┌─ PROVIDED DATA

PR #1521, opened 2023-11-01
fix: add new alerts columns

rebelchris:
Added new alerts columns as described in [DR](https://dailydotdev.atlassian.net/wiki/spaces/HAN/pages/659161109/Referral+program+and+profile+UX+improvements#Persistent-data-for-referral-reminder).
had to adjust from Date as it's not supported in JSONB, decided to go for bigint to avoid y2k issues down the line (2038)

WT-1921 #done

### DIFF
--- a/src/routes/boot.ts
+++ b/src/routes/boot.ts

└─

_TASK GOAL_.
If a line in the entries holds the string "boot", count it, then state the total and nothing more.

_RESPONSE AREA_.
2